--- What to work on ---
Needed from the data below: all lines that contain the word "fallback".

Stored data entries
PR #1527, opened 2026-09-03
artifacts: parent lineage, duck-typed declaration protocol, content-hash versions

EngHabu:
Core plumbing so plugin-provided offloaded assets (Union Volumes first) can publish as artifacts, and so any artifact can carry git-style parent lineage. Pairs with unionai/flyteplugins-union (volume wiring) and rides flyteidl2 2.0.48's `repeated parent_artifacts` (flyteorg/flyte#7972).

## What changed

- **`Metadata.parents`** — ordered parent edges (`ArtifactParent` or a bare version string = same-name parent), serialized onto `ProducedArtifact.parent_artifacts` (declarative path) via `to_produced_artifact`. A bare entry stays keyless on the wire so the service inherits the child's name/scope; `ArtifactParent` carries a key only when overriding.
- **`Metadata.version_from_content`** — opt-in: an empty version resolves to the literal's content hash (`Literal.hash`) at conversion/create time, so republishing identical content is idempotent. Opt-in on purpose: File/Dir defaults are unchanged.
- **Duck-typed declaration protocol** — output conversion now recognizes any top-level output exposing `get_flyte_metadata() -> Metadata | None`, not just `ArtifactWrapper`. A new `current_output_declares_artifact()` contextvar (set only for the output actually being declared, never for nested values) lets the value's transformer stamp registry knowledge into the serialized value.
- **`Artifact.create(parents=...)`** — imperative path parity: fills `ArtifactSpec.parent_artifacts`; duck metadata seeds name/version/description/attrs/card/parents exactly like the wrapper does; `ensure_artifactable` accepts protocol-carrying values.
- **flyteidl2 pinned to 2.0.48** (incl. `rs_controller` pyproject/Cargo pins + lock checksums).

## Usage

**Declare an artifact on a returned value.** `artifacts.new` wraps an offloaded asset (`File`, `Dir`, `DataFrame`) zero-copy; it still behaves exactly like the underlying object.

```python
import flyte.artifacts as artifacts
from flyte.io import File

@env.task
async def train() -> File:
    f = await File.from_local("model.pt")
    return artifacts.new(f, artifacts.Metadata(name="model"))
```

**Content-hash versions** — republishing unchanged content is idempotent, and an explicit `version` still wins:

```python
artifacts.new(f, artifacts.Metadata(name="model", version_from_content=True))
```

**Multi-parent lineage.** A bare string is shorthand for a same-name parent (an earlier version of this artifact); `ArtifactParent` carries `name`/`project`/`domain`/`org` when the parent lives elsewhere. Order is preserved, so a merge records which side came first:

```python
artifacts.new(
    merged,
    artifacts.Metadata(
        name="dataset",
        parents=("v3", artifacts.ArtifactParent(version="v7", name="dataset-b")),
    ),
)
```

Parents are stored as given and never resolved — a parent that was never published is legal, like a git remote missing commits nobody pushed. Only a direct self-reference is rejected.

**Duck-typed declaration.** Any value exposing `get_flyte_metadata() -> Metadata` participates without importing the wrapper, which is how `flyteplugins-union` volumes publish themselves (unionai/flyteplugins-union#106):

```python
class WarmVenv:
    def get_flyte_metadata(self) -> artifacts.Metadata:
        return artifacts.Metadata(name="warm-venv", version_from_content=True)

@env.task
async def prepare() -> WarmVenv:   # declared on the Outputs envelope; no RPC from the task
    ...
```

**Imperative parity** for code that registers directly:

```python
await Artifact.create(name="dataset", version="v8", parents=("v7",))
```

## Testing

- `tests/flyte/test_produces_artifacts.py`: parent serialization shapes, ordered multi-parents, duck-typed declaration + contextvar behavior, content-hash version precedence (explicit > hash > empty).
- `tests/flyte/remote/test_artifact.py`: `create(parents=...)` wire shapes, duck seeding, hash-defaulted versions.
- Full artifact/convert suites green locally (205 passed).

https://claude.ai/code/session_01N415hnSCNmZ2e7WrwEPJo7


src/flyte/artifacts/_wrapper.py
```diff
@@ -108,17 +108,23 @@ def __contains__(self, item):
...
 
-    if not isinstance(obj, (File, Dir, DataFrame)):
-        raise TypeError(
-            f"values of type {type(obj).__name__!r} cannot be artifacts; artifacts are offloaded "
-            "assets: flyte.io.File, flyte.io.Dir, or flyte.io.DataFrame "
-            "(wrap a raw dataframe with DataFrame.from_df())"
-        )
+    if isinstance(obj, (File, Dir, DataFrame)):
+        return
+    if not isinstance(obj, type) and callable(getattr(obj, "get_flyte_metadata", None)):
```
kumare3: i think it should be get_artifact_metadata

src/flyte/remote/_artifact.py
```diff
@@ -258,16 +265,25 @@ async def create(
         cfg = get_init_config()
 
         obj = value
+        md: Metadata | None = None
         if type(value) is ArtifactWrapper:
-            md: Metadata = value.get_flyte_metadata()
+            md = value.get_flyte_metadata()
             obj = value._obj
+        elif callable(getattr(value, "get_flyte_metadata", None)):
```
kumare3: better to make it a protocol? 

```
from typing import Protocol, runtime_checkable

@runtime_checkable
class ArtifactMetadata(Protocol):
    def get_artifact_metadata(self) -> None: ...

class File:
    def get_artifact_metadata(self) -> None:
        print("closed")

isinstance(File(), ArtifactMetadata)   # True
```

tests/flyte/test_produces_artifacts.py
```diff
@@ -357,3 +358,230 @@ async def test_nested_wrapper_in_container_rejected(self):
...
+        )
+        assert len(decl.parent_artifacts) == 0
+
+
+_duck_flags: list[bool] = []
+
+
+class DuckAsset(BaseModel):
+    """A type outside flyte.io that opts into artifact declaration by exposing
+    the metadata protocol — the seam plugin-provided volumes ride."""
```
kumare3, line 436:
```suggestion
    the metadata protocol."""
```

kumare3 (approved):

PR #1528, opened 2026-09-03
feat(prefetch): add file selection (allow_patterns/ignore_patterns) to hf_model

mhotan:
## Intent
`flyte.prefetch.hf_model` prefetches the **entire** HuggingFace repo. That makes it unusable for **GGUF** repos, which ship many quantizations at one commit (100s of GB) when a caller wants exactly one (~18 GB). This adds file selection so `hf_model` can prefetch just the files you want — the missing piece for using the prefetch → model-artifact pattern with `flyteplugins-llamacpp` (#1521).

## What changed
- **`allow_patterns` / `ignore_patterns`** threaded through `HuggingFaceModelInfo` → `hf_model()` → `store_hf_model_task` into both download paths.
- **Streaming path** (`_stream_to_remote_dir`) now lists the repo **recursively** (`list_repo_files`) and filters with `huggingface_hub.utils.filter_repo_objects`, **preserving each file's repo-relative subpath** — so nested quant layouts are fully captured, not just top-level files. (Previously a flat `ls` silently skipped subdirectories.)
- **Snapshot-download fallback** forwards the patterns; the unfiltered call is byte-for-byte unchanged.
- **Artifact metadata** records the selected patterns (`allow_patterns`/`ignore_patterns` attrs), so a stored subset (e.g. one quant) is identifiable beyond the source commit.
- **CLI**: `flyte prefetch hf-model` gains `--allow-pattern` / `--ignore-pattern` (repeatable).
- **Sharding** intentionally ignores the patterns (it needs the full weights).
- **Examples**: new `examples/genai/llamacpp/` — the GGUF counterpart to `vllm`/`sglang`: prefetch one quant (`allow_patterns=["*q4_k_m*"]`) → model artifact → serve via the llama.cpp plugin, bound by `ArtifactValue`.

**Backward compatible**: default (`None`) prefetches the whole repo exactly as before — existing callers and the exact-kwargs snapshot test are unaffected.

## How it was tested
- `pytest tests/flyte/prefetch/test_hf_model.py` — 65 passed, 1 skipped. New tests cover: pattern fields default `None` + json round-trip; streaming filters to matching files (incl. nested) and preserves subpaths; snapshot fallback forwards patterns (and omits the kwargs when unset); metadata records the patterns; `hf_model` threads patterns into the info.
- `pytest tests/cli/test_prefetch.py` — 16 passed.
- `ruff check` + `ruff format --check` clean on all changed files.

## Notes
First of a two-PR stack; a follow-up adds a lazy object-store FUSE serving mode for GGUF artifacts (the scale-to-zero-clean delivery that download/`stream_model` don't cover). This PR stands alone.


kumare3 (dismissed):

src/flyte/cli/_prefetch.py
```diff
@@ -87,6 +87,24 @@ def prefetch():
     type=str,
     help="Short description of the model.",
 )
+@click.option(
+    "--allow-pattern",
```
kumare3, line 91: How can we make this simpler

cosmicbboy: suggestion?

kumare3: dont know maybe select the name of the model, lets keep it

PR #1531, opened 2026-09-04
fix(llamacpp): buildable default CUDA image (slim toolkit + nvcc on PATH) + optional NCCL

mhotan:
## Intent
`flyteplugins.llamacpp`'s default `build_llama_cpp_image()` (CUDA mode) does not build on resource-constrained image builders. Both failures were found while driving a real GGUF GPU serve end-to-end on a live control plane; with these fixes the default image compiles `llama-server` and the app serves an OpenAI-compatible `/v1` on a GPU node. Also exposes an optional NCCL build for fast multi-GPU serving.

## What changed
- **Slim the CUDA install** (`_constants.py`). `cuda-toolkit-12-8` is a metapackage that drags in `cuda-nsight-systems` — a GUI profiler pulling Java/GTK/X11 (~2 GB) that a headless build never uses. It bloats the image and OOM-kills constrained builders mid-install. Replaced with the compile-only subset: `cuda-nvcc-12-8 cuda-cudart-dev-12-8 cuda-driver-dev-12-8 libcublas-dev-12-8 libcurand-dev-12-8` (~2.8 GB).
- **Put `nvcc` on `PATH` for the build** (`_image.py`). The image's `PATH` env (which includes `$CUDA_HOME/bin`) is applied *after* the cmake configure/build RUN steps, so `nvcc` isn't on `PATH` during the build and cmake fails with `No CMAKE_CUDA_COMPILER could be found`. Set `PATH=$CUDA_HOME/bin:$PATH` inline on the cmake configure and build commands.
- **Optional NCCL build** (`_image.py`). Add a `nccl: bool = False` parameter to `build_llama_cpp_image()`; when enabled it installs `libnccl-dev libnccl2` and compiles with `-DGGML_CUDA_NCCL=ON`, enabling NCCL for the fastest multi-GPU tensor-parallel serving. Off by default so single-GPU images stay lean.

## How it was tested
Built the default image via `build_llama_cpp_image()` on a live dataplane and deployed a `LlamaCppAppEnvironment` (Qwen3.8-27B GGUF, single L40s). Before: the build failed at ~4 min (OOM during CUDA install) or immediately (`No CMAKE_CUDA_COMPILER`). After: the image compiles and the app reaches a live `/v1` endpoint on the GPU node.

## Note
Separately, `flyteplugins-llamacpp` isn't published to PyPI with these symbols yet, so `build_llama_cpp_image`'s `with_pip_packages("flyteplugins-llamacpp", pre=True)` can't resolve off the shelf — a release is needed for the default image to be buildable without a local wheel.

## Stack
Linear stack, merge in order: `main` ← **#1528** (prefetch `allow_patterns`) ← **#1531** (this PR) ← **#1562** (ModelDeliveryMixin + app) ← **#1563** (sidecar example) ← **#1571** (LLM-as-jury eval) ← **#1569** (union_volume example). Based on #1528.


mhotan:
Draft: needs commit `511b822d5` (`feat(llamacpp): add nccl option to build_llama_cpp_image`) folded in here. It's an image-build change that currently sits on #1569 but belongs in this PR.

--- Written solution ---
- **Snapshot-download fallback** forwards the patterns; the unfiltered call is byte-for-byte unchanged.
- `pytest tests/flyte/prefetch/test_hf_model.py` — 65 passed, 1 skipped. New tests cover: pattern fields default `None` + json round-trip; streaming filters to matching files (incl. nested) and preserves subpaths; snapshot fallback forwards patterns (and omits the kwargs when unset); metadata records the patterns; `hf_model` threads patterns into the info.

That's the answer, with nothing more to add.